Rich relationships: Links support bi-directional relationships between objects in the same or different tables. DQL path expressions make it easy to navigate relationships with filtering, quantifiers, and transitive searching. This makes Spider ideal for applications whose data uses rich relationships that must be easily queryable.

•

Variable structure: Data can vary from structured to highly unstructured. For example, an application that harvests data from web pages, emails, or file servers may dynamically discover fields it wants to store and index. Even for structured data, in which all required fields are predefined in the schema, Spider only consumes space for those fields that actually have values. Both predefined and dynamically-defined fields can be queried via DQL.

•

Immediate indexing: Fields are indexed as they are stored, making them immediately visible to queries.

•

Document management: Compared to Doradus OLAP, Spider is better suited for storing and indexing large content objects such as documents, files, and messages. Text and binary fields up to 10MB or more should work well.

•

Fine-grained updates: Both batch and single-object updates are efficient. Frequent updates to single objects and even single fields are quick and immediately reflected in indexes. Data aging allows expiration of each object based on its own schedule.

•

Complex aggregate queries: DQL extensions such as compound/composite grouping provide a wide range of ways in which aggregate queries can be used.

Conversely, Doradus Spider is not a good choice in the following scenarios:

•

Very large databases: Due to its verbose index structures, Spider uses a lot of disk space, up to 10x more space than the input data depending on which fields are indexed. Spider is designed to support databases with millions of objects, but not billions.

•

Large aggregate queries: Spider is optimized for fine-grained, highly selective queries (so called “needle in the haystack” queries). Spider will also do well with queries that select a lot of data that can be returned in pages without sorting.
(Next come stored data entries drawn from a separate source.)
Issue #123, opened 2021-04-17
TargetFilter only returns positive group evaluation result


yuanyi2121:
There is an issue with this line: https://github.com/microsoft/FeatureManagement-Dotnet/blob/df0f9d20db4c0a8f2c5bbb3362db614ff1c50944/src/Microsoft.FeatureManagement/Targeting/ContextualTargetingFilter.cs#L86

it only returns true when a group evaluation returned true, otherwise it will use the default percentage.

Example:
Setting: 
Default: 100%
Audience: GroupA = 100, GroupB = 0

Evaluate:
new TargetingContext
{ Groups = new List<string>() { "GroupB " } }

The return will be true because GroupB always evaluate as false, hence the default percentage applied.

jimmyca15:
That's the expected behavior.

yuanyi2121:
Hmm, if I have 100 groups and only want to turn a feature off for one group, how am I supposed to do that? I think the expected behavior should be if I want a group to be 0%, they should be 0%.

jimmyca15:
The 100 groups would need to be specified with rollout percentages of 100 with the singular disabled group being omitted.

yuanyi2121:
Yes, that's the point - right now I have to explicitly define 99 groups with 100% and one with 0% (or set 0% as default). And this is the better case where I can figure what the other 99 groups are. What if I want to disable a feature for a certain IP address?

The correct behavior should be, IMHO - if there are any group matches, the code should never fall back to the default settings, it should instead aggregate the result of all the matched groups.

jimmyca15:
@yuanyi2121 thanks for the feedback. We can consider adding an option to the targeting parameters to allow a behavior like that.

jimmyca15:
Resolved with the addition of exclusion in #218. The new exclusion feature is available in the latest stable release (2.6.1)

PR #218, opened 2023-03-22
Adds exclude logic to Targeting and Audience, adds unit test, updates example to include exclude

rossgrambo:
In response to #123.

# Adds Exclusion to Audience
Audiences have historically been a list of users, groups, and rollout percentages. This change adds an additional field in Audience called **Exclusion**. This field holds a list of **Users** and **Groups**. These users and groups are evaluated before the rest of the Audience. If there is a match, the feature flag immediately returns false. 

If the targeting filter has sibling filters, they will still be evaluated after a false result.

# Example
`appsettings.json`
```json
{
  "Name": "Targeting",
  "Parameters": {
    "Audience": {
      "Users": [
        "Jeff",
        "Anne"
      ],
      "Groups": [
        {
          "Name": "Management",
          "RolloutPercentage": 100
        },
        {
          "Name": "TeamMembers",
          "RolloutPercentage": 45
        }
      ],
      "DefaultRolloutPercentage": 20,
      "Exclusion": {
        "Users": [
          "Anne",
          "Phil"
        ],
        "Groups": [
          "Contractor"
        ]
      }
    }
  }
}
```

`Evaluation`
```csharp
.IsEnabledAsync(betaFeature, new TargetingContext { UserId = "Anne" }}) // returns false
.IsEnabledAsync(betaFeature, new TargetingContext { UserId = "Phil", Groups = new List<string>() { "Management" }}}) // returns false
.IsEnabledAsync(betaFeature, new TargetingContext { UserId = "Bill", Groups = new List<string>() { "Contractor" }}}) // returns false
.IsEnabledAsync(betaFeature, new TargetingContext { UserId = "Bill", Groups = new List<string>() { "Management", "Contractor" }}}) // returns false
```

### DIFF
--- a/src/Microsoft.FeatureManagement/Targeting/ContextualTargetingFilter.cs
+++ b/src/Microsoft.FeatureManagement/Targeting/ContextualTargetingFilter.cs
@@ -35,6 +35,7 @@ namespace Microsoft.FeatureManagement.FeatureFilters
         }
 
         private StringComparison ComparisonType => _options.IgnoreCase ? StringComparison.OrdinalIgnoreCase : StringComparison.Ordinal;
+        private StringComparer ComparerType => _options.IgnoreCase ? StringComparer.OrdinalIgnoreCase : StringComparer.Ordinal;
 
         /// <summary>
         /// Performs a targeting evaluation using the provided <see cref="TargetingContext"/> to determine if a feature should be enabled.
@@ -77,7 +78,7 @@ namespace Microsoft.FeatureManagement.FeatureFilters
                 // Check if the user is in a group within exclusion
                 if (targetingContext.Groups != null &&
                     settings.Audience.Exclusion.Groups != null &&
-                    settings.Audience.Exclusion.Groups.Any(group => targetingContext.Groups.Any(targetingGroup => targetingGroup.Equals(group, ComparisonType))))
+                    settings.Audience.Exclusion.Groups.Any(group => targetingContext.Groups.Contains(group, ComparerType)))
                 {
                     return Task.FromResult(false);
                 }
--- a/src/Microsoft.FeatureManagement/Targeting/ContextualTargetingFilter.cs
+++ b/src/Microsoft.FeatureManagement/Targeting/ContextualTargetingFilter.cs
@@ -5,6 +5,7 @@ using Microsoft.Extensions.Configuration;
 using Microsoft.Extensions.Logging;
 using Microsoft.Extensions.Options;
 using System;
+using System.Collections.Generic;
 using System.Linq;
 using System.Security.Cryptography;
 using System.Text;
@@ -59,6 +60,27 @@ namespace Microsoft.FeatureManagement.FeatureFilters
             if (!TryValidateSettings(settings, out string paramName, out string message))
             {
                 throw new ArgumentException(message, paramName);
+            }
+
+            if (settings.Audience.Exclusion != null)
+            {
+                //
+                // Check if the user is in the exclusion directly
+                if (targetingContext.UserId != null &&
+                    settings.Audience.Exclusion.Users != null &&
+                    settings.Audience.Exclusion.Users.Any(user => targetingContext.UserId.Equals(user, ComparisonType)))
+                {
+                    return Task.FromResult(false);
+                }
+
+                //
+                // Check if the user is in a group within exclusion
+                if (targetingContext.Groups != null &&
+                    settings.Audience.Exclusion.Groups != null &&
+                    settings.Audience.Exclusion.Groups.Any(group => targetingContext.Groups.Any(targetingGroup => targetingGroup.Equals(group, ComparisonType))))
+                {
+                    return Task.FromResult(false);
+                }
             }
 
             //
--- a/examples/TargetingConsoleApp/Identity/InMemoryUserRepository.cs
+++ b/examples/TargetingConsoleApp/Identity/InMemoryUserRepository.cs
@@ -74,6 +74,19 @@ namespace Consoto.Banking.AccountService.Identity
                     "TeamMembers"
                 }
             },
+            new User
+            {
+                Id = "Anne",
+                Groups = Enumerable.Empty<string>()
+            },
+            new User
+            {
+                Id = "Chuck",
+                Groups =  new List<string>()
+                {
+                    "Contractor"
+                }
+            },
         };
 
         public Task<User> GetUser(string id)
--- a/examples/TargetingConsoleApp/appsettings.json
+++ b/examples/TargetingConsoleApp/appsettings.json
@@ -7,7 +7,8 @@
           "Parameters": {
             "Audience": {
               "Users": [
-                "Jeff"
+                "Jeff",
+                "Anne"
               ],
               "Groups": [
                 {
@@ -19,7 +20,16 @@
                   "RolloutPercentage": 45
                 }
               ],
-              "DefaultRolloutPercentage": 20
+              "DefaultRolloutPercentage": 20,
+              "Exclusion": {
+                "Users": [
+                  "Anne",
+                  "Phil"
+                ],
+                "Groups": [
+                  "Contractor"
+                ]
+              }
             }
           }
         }
--- a/src/Microsoft.FeatureManagement/Targeting/Audience.cs
+++ b/src/Microsoft.FeatureManagement/Targeting/Audience.cs
@@ -24,5 +24,10 @@ namespace Microsoft.FeatureManagement.FeatureFilters
         /// Includes users in the audience based off a percentage of the total possible audience. Valid values range from 0 to 100 inclusive.
         /// </summary>
         public double DefaultRolloutPercentage { get; set; }
+
+        /// <summary>
+        /// Excludes a basic audience from this audience.
+        /// </summary>
+        public BasicAudience Exclusion { get; set; }
     }
 }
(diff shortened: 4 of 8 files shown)


rossgrambo:
I should call out I went with the wording "Exclude" rather than "Except". Using Except/Exception in the code was not very clear. If we still want the field named Except, we can do that.

src/Microsoft.FeatureManagement/Targeting/ContextualTargetingFilter.cs
```diff
@@ -61,6 +61,27 @@ public Task<bool> EvaluateAsync(FeatureFilterEvaluationContext context, ITargeti
...
+                    settings.Audience.Exclude.Users.Any(user => targetingContext.UserId.Equals(user, ComparisonType)))
+                {
+                    return Task.FromResult(false);
+                }
+
+                //
+                // Check if the user is in a group that is being excluded
+                if (targetingContext.Groups != null &&
+                    settings.Audience.Exclude.Groups != null &&
+                    settings.Audience.Exclude.Groups.Intersect(targetingContext.Groups).Any())
```
jimmyca15, line 79: Intersect isn't necessary, we only need a single occurence.

src/Microsoft.FeatureManagement/Targeting/AudienceExclusion.cs
```diff
@@ -0,0 +1,23 @@
+// Copyright (c) Microsoft Corporation.
+// Licensed under the MIT license.
+//
+using System.Collections.Generic;
+
+namespace Microsoft.FeatureManagement.FeatureFilters
+{
+	/// <summary>
+	/// Excludes users and groups from the audience.
```
jimmyca15, line 9: The type itself should really just define users and groups. The exclusion part should come from it's presence as the `Exclude` property of `Audience.`

src/Microsoft.FeatureManagement/Targeting/AudienceExclusion.cs
```diff
@@ -0,0 +1,23 @@
...
+	/// </summary>
+	public class AudienceExclusion
```
jimmyca15, line 11: The name is a bit problematic for me. It's really just a simplified audience definition. Nothing about the properties make it `exclusion` related.

src/Microsoft.FeatureManagement/Targeting/ContextualTargetingFilter.cs
rossgrambo: Agreed, but .Intersect is O(N) while .Any is O(N^2) but faster when it's smaller and uses no memory. 

This answer has a good comparison of the two- https://stackoverflow.com/questions/17153688/intersect-and-any-or-contains-and-any-which-is-more-efficient-to-find-at-least

If you feel stronger about using .Any here, we can do that.

src/Microsoft.FeatureManagement/Targeting/AudienceExclusion.cs
rossgrambo: Completely agree. I was deciding if the library leaned towards generic or more specific object oriented. I saw TargetingContext and took that as leaning more towards specificity (but that's not a straightforward comparison). That, and, I couldn't land on a good name for a generic version.

What do you prefer?
`AudienceCompact`
`SimplifiedAudience`
`BasicAudience`
`StandardAudience`

src/Microsoft.FeatureManagement/Targeting/AudienceExclusion.cs
rossgrambo: Treating this comment as a duplicate of https://github.com/microsoft/FeatureManagement-Dotnet/pull/218#discussion_r1145479412

src/Microsoft.FeatureManagement/Targeting/ContextualTargetingFilter.cs
jimmyca15: But I also don't feel to strongly. If you like Intersect keep it, although I'd put a comment about why to use it over Any.

src/Microsoft.FeatureManagement/Targeting/AudienceExclusion.cs
jimmyca15: I also thought of `SimplifiedAudience` `BasicAudience`. I also considered what is different between this and our existing `Audience`. It's the absence of percentages. I then considered `DeterministicAudience`.

src/Microsoft.FeatureManagement/Targeting/ContextualTargetingFilter.cs
rossgrambo: I think that's good enough reasoning. I'll go ahead and switch it to Any.

src/Microsoft.FeatureManagement/Targeting/AudienceExclusion.cs
rossgrambo: I thought the same thing with absence of percentages but landed on `AudienceWithoutRollout`. `DeterministicAudience` is cleaner. 

I'm leaning towards `BasicAudience` because I think it's the most intuitive and least future-restrictive. I'll go ahead and make changes towards that. Let me know if you feel strongly about one of the other options.

zhenlan:
> I should call out I went with the wording "Exclude" rather than "Except". Using Except/Exception in the code was not very clear. If we still want the field named Except, we can do that.

I like it. I was thinking about it too. "Exclude" is a verb, a little bit weird as a property name. Do we like to use a noun, "Exclusion", instead?

jimmyca15:
> > I should call out I went with the wording "Exclude" rather than "Except". Using Except/Exception in the code was not very clear. If we still want the field named Except, we can do that.
> 
> I like it. I was thinking about it too. "Exclude" is a verb, a little bit weird as a property name. Do we like to use a noun, "Exclusion", instead?

Also offering that symmetry with exiting name in the configuration, `enabledFor`, would be `excluded`

zhenlan:
> Also offering that symmetry with existing name in the configuration, `enabledFor`, would be `excluded`

Honestly speaking, "except" works better with "enabledFor". I think that's the reason we picked the "except" in the first place. I am just concerned we may over complicate the design. If we choose to use "Exclusion" for the AppConfig schema, we might just use the same everywhere else. It will make the tooling work easier.

jimmyca15:
@zhenlan

> If we choose to use "Exclusion" for the AppConfig schema, we might just use the same everywhere else.

You lost me here. What are you referring to as the AppConfig schema? and what are you referring to as everywhere else?

From my thinking, AppConfig schema plays no role in the decision here. This name will only show up in the targeting configuration which is AppConfig agnostic.

rossgrambo:
>  If we choose to use "Exclusion" for the AppConfig schema, we might just use the same everywhere else.
I believe this is the only occurrence of the word. We're defining what the field name in an Audience should be. And then that will be reflected in both the backend and featuremanagement schemas. It will also likely be reflected in the portal UI. 

Agreed- `Except` is very clear. I think `Exclude` or `ExcludedFor` are still pretty readable. `Exclusion` makes it sound like a class or something I need more context to understand- but I'm likely just overthinking it. 

I also prefer `ExcludedFor` over `Excluded` as I think it hints that the contents are just users/groups. And strictly matches `EnabledFor`.

All of that said- I think I'll move forward with `Exclusion` unless people feel strongly against it.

But for large query results that require sorting or aggregate queries that scan large data sets, OLAP and Logging are much faster services.

•

Immutable, structured data: Spider supports these applications, but Doradus OLAP and Logging provide faster queries and denser space storage for this scenario. Unless immediate indexing or fine-grained updates are required, OLAP is a better choice for semi-mutable, structured data, and Logging is a better choice for immutable, unstructured data.

•

NoSQL Anti-patterns: Spider is not a good choice when a simpler database such as a persistent hash table will suffice, nor for NoSQL anti-patterns such as applications that need ACID transactions. Applications that want a persistent queue are not a good fit since objects are not intended to be short-lived. Very large object (BLOB) storage is also not a good fit since each field is stored in a column, and Cassandra loads whole column values into memory – streaming is not supported.